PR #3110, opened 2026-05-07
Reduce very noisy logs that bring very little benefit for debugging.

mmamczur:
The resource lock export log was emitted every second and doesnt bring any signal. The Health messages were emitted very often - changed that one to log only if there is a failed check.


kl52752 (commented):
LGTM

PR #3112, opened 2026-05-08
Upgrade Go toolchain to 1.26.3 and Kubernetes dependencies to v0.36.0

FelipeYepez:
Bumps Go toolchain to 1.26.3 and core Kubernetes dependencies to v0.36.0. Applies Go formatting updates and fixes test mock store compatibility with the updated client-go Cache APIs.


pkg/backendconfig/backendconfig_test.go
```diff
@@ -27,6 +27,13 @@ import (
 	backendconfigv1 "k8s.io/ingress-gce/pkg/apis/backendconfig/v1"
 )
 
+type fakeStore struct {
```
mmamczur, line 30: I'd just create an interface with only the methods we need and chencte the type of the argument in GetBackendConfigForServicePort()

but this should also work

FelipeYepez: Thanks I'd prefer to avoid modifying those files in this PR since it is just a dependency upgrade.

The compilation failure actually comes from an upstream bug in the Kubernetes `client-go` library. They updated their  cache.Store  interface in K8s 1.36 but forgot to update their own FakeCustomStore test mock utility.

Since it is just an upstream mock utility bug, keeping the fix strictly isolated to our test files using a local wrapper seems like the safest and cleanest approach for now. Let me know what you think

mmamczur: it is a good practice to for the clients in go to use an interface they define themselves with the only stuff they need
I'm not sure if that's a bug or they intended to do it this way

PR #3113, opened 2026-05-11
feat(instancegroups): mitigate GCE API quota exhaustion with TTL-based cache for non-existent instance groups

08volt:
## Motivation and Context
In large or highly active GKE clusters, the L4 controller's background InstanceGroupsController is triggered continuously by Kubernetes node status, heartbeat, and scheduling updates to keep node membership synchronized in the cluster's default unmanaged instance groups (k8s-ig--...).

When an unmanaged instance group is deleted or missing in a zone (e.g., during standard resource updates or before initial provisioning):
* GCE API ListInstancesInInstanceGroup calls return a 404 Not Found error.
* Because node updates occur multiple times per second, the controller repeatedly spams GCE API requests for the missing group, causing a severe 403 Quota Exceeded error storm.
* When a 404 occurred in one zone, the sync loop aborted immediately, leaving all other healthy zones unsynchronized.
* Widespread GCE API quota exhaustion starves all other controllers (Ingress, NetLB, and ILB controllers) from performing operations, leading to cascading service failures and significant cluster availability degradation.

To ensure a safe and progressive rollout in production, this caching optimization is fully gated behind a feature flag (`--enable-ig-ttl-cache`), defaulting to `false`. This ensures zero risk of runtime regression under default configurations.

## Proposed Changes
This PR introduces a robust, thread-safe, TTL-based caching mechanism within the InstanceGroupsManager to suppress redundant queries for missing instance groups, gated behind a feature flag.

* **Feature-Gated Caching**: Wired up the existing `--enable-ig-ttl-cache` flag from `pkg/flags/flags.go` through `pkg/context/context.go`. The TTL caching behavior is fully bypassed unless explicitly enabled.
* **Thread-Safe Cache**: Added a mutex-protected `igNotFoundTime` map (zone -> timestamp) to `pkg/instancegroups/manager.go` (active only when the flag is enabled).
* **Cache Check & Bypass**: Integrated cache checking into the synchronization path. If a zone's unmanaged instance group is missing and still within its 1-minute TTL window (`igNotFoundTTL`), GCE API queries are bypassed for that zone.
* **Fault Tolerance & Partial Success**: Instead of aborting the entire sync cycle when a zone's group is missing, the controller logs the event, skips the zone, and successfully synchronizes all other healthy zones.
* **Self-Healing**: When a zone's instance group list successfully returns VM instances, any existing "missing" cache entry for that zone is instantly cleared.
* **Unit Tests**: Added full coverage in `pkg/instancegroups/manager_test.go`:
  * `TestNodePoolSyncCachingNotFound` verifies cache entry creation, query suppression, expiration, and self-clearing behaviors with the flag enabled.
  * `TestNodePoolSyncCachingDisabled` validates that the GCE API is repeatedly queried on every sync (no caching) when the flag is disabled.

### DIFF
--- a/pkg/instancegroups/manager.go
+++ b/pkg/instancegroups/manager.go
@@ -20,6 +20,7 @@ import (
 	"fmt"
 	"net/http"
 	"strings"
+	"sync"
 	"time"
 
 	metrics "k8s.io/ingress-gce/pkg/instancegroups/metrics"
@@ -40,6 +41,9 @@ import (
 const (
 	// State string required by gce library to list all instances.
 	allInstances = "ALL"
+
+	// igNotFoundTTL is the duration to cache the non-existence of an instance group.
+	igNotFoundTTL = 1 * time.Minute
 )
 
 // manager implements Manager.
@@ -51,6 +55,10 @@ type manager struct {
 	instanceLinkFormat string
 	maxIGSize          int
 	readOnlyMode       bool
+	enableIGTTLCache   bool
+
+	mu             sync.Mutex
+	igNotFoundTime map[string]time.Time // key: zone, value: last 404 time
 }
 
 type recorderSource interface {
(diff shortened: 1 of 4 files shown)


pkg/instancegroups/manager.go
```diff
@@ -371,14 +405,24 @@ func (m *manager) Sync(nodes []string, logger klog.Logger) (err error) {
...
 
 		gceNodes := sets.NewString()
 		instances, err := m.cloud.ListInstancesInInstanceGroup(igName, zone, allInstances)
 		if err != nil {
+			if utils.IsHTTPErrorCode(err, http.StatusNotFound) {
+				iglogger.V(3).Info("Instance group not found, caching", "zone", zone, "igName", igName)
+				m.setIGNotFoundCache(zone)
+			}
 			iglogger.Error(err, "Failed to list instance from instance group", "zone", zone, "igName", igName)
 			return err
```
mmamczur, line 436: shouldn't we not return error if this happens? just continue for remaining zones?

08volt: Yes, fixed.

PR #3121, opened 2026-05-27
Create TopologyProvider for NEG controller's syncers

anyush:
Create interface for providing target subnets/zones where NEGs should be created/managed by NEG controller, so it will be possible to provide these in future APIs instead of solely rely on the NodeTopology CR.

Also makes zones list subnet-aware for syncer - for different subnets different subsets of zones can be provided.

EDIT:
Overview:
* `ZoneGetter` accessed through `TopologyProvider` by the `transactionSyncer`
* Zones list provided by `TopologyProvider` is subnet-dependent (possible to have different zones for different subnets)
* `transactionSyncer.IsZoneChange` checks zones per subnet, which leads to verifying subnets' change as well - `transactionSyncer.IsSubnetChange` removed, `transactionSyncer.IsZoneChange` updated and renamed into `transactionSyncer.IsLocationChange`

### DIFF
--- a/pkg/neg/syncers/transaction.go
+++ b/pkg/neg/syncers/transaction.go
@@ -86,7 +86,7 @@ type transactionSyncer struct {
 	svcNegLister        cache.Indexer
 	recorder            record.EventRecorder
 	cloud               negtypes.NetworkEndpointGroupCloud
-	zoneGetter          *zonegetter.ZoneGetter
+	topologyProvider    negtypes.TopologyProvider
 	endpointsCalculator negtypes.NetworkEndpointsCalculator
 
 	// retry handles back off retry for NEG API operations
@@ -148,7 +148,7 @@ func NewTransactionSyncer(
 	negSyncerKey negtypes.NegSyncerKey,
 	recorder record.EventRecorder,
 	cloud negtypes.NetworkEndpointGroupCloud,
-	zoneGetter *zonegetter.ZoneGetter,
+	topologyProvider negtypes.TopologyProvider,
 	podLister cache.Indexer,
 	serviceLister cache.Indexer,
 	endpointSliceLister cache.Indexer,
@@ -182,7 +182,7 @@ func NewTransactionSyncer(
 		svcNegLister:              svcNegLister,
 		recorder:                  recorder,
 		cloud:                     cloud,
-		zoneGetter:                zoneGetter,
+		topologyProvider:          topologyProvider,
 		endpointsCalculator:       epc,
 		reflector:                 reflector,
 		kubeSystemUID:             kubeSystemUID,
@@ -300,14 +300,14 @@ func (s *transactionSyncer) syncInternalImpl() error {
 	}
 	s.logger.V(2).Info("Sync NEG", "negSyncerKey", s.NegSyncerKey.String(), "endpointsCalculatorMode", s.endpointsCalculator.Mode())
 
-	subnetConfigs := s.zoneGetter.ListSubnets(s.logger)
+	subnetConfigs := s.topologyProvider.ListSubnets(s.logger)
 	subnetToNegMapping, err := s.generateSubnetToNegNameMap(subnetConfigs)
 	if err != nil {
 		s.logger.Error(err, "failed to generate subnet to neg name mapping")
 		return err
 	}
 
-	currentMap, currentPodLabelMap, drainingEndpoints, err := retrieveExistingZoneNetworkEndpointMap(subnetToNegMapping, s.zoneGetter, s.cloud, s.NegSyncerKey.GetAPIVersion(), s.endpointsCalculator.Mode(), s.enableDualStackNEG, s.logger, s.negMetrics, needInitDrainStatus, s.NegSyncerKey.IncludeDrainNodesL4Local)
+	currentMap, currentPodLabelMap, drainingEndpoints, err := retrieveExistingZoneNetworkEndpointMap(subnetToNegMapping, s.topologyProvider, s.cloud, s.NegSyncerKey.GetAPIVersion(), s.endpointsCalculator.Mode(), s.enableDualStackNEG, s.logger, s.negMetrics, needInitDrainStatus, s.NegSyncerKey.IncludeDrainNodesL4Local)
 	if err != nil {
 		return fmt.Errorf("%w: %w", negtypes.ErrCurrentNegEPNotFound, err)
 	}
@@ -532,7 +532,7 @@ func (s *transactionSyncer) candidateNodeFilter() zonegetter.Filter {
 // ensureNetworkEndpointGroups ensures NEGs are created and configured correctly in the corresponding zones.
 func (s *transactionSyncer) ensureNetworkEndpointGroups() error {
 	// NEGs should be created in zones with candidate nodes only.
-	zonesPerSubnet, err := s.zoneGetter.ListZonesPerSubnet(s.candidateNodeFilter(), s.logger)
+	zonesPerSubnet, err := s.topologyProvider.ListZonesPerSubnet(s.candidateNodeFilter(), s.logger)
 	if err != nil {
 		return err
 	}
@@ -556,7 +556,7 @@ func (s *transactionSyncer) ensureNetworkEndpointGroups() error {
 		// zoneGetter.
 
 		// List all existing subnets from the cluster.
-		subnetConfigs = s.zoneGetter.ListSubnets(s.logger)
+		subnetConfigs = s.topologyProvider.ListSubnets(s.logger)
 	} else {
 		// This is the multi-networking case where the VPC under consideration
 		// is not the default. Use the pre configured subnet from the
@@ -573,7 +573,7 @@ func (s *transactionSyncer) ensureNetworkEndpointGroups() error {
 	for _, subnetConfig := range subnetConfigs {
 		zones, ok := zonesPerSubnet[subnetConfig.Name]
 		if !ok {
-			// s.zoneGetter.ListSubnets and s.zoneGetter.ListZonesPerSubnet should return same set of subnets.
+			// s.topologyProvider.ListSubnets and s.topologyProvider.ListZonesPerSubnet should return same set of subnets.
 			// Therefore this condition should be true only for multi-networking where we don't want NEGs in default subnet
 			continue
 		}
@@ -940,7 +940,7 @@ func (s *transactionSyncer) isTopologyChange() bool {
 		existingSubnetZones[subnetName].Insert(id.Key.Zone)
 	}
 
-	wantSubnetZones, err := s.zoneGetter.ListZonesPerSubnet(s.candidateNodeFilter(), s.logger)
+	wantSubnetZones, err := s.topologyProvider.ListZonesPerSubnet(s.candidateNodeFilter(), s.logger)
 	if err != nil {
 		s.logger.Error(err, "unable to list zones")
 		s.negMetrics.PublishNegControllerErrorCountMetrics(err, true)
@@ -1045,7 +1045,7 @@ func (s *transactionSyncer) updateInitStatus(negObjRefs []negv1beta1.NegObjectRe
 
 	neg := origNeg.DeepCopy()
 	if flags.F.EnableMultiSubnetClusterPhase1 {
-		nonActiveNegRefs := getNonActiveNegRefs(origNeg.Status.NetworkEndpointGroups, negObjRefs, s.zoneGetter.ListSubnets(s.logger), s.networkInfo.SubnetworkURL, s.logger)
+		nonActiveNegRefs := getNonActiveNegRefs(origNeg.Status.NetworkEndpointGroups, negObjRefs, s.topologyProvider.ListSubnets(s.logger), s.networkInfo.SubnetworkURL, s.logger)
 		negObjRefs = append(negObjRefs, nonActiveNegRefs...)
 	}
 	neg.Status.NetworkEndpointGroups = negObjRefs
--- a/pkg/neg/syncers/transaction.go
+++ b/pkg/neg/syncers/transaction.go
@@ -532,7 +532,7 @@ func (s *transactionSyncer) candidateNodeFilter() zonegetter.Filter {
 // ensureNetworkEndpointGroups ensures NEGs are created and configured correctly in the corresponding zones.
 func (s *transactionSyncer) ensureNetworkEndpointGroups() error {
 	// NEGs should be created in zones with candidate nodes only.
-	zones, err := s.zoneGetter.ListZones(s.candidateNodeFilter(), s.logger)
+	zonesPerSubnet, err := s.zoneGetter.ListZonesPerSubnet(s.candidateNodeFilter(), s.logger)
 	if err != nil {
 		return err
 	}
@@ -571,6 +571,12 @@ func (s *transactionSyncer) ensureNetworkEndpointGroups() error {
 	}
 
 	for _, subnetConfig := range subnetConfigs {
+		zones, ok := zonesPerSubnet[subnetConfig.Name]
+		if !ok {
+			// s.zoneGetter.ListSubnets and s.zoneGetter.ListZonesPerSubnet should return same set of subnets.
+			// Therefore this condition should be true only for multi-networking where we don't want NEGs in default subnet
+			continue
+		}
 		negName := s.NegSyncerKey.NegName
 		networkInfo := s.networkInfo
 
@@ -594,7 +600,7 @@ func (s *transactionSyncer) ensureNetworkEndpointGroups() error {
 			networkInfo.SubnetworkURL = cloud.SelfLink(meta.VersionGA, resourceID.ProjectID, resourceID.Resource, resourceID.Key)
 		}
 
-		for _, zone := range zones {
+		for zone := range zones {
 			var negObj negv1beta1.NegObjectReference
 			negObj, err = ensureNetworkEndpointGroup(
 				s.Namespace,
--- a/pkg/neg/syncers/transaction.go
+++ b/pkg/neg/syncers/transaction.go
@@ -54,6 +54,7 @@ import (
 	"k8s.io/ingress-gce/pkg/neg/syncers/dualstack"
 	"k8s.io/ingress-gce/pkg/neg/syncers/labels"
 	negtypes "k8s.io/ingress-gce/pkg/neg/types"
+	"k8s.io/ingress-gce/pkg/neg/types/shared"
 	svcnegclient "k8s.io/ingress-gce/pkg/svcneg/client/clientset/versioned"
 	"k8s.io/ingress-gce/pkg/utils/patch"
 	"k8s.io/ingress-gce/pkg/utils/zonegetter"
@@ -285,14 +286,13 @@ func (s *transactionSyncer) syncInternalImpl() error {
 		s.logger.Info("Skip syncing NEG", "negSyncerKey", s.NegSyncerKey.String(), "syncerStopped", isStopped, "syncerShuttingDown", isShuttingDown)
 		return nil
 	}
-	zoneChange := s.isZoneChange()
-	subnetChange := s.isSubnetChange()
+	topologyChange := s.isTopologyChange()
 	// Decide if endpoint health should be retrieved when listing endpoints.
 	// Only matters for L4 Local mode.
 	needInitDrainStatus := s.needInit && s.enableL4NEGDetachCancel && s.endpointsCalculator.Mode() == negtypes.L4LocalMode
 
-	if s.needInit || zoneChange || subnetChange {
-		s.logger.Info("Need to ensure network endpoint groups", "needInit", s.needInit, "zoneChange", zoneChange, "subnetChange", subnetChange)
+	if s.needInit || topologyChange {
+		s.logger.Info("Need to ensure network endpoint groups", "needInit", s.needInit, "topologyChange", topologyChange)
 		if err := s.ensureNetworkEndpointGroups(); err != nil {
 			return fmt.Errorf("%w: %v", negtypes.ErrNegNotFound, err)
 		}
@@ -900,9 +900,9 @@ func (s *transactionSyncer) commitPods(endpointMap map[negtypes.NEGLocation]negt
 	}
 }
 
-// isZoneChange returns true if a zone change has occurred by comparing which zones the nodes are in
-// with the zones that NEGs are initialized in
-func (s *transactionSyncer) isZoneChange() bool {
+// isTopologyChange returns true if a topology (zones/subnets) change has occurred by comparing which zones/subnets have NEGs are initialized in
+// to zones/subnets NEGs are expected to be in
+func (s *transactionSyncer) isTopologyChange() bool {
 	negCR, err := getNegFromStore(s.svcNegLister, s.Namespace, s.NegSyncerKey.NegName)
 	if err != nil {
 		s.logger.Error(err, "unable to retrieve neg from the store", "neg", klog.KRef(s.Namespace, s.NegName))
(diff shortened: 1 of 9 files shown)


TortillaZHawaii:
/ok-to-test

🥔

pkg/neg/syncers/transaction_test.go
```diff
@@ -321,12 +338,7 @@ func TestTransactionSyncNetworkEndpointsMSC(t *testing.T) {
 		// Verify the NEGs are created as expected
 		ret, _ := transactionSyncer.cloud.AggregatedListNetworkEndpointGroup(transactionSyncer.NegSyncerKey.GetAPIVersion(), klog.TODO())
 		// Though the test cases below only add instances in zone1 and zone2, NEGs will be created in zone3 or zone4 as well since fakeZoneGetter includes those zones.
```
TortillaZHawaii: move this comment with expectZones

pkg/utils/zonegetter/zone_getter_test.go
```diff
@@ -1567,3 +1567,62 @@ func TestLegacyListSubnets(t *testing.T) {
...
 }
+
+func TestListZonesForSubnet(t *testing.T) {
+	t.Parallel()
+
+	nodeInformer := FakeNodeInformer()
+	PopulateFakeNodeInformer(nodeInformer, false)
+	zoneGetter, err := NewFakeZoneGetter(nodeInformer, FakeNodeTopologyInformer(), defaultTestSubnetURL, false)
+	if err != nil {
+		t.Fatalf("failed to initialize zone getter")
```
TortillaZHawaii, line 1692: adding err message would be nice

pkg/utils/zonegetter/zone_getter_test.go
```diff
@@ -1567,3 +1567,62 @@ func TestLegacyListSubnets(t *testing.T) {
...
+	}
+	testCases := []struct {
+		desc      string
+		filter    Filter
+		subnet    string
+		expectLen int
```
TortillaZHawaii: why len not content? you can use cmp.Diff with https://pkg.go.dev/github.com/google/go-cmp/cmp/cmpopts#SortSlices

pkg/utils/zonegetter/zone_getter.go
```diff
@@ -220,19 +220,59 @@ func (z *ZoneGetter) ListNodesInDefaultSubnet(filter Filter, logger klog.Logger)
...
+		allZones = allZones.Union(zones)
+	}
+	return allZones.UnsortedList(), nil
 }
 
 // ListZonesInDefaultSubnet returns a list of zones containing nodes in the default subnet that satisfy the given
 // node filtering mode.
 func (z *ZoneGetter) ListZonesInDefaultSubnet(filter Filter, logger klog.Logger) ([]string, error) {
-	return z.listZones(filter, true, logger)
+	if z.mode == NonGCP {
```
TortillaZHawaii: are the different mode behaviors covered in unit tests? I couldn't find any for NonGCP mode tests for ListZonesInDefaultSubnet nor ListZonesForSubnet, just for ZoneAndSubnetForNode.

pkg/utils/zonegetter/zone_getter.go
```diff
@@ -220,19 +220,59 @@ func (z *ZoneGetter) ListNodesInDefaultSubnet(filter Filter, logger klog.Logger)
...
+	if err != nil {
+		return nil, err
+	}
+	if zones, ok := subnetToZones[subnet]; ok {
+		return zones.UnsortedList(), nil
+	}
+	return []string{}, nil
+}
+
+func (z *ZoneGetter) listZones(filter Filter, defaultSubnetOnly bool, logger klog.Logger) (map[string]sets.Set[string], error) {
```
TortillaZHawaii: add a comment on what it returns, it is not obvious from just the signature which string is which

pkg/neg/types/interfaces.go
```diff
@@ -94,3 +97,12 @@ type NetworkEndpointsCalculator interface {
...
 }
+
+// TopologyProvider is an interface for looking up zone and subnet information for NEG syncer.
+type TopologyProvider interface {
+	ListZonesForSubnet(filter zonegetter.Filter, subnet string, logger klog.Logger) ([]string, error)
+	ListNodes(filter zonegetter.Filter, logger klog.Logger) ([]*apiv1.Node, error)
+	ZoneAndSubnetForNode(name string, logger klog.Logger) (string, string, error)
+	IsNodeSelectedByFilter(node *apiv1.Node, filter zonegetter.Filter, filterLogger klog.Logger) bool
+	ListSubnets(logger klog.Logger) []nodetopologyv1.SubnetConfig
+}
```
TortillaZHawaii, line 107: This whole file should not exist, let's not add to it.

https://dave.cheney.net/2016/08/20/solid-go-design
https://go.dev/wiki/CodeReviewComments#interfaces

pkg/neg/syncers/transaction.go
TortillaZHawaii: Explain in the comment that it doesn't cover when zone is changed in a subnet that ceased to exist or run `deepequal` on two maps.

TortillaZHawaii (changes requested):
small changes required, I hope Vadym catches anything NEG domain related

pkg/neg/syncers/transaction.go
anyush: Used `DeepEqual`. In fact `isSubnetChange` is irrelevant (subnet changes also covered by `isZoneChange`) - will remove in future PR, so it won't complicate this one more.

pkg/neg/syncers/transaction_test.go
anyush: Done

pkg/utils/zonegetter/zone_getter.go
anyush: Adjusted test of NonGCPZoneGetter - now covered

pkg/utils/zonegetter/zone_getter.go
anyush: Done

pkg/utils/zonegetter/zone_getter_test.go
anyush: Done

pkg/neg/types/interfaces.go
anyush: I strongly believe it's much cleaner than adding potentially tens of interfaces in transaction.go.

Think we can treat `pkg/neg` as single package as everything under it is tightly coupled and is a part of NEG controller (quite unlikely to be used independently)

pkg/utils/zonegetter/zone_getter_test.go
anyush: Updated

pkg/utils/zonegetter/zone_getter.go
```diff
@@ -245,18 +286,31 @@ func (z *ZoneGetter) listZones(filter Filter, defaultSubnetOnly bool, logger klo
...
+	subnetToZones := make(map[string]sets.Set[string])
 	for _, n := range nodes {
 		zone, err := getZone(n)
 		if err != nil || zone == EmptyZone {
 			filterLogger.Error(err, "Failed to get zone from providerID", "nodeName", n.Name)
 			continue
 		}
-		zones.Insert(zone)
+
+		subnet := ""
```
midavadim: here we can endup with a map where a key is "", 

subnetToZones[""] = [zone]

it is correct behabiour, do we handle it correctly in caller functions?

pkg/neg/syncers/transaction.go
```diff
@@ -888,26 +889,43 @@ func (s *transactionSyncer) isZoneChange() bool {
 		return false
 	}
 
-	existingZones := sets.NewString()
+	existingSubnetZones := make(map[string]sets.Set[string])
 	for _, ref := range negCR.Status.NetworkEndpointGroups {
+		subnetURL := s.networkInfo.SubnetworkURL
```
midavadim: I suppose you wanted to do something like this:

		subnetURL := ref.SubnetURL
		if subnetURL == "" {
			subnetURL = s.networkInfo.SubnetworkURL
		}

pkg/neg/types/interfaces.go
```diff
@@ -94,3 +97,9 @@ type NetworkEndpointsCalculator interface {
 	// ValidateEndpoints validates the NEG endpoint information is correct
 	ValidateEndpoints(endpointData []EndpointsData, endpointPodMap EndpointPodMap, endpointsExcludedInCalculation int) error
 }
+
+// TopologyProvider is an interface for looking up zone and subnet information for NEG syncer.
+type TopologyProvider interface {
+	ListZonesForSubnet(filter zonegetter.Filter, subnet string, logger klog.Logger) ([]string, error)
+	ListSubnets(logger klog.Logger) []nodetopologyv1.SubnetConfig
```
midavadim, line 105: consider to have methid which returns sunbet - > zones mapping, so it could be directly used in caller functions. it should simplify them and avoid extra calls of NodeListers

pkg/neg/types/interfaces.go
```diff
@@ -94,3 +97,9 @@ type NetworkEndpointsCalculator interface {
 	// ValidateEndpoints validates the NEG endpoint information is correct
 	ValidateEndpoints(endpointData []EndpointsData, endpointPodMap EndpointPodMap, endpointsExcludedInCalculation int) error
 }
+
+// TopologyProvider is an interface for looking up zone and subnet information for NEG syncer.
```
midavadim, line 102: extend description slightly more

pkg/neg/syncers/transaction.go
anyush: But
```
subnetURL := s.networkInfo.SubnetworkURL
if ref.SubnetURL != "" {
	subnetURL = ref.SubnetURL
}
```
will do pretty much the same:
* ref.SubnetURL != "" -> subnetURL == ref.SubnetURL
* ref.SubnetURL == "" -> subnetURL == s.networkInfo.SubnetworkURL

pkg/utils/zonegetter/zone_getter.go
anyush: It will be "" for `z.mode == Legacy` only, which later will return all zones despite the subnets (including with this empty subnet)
^^^^
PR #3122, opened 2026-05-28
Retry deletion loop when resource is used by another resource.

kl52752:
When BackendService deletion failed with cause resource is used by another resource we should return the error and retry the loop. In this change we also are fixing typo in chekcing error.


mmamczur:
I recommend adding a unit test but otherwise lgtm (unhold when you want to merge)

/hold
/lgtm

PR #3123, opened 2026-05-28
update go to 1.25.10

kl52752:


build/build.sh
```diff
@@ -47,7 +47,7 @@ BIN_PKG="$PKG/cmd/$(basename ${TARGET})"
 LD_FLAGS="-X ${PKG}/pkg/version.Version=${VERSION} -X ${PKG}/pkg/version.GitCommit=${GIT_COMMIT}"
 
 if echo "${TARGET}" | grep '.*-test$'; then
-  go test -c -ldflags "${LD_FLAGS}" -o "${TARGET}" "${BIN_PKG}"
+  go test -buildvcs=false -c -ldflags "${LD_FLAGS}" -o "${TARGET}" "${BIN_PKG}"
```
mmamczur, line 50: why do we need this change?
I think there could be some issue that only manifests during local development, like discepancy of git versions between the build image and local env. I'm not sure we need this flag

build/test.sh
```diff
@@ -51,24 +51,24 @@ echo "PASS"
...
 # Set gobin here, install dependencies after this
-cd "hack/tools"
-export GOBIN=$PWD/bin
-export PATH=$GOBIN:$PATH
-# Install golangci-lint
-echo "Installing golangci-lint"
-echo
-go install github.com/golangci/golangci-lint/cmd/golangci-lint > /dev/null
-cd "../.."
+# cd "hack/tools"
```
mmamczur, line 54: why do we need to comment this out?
^^^^
→ What the task requires
Using the entries above, extract exactly the span from the line with "PR #3110, opened 2026-05-07" to the line with "FelipeYepez: Thanks I'd", both lines included; leave out everything else.

→ Task answer
PR #3110, opened 2026-05-07
Reduce very noisy logs that bring very little benefit for debugging.

mmamczur:
The resource lock export log was emitted every second and doesnt bring any signal. The Health messages were emitted very often - changed that one to log only if there is a failed check.


kl52752 (commented):
LGTM

PR #3112, opened 2026-05-08
Upgrade Go toolchain to 1.26.3 and Kubernetes dependencies to v0.36.0

FelipeYepez:
Bumps Go toolchain to 1.26.3 and core Kubernetes dependencies to v0.36.0. Applies Go formatting updates and fixes test mock store compatibility with the updated client-go Cache APIs.


pkg/backendconfig/backendconfig_test.go
```diff
@@ -27,6 +27,13 @@ import (
 	backendconfigv1 "k8s.io/ingress-gce/pkg/apis/backendconfig/v1"
 )
 
+type fakeStore struct {
```
mmamczur, line 30: I'd just create an interface with only the methods we need and chencte the type of the argument in GetBackendConfigForServicePort()

but this should also work

FelipeYepez: Thanks I'd prefer to avoid modifying those files in this PR since it is just a dependency upgrade.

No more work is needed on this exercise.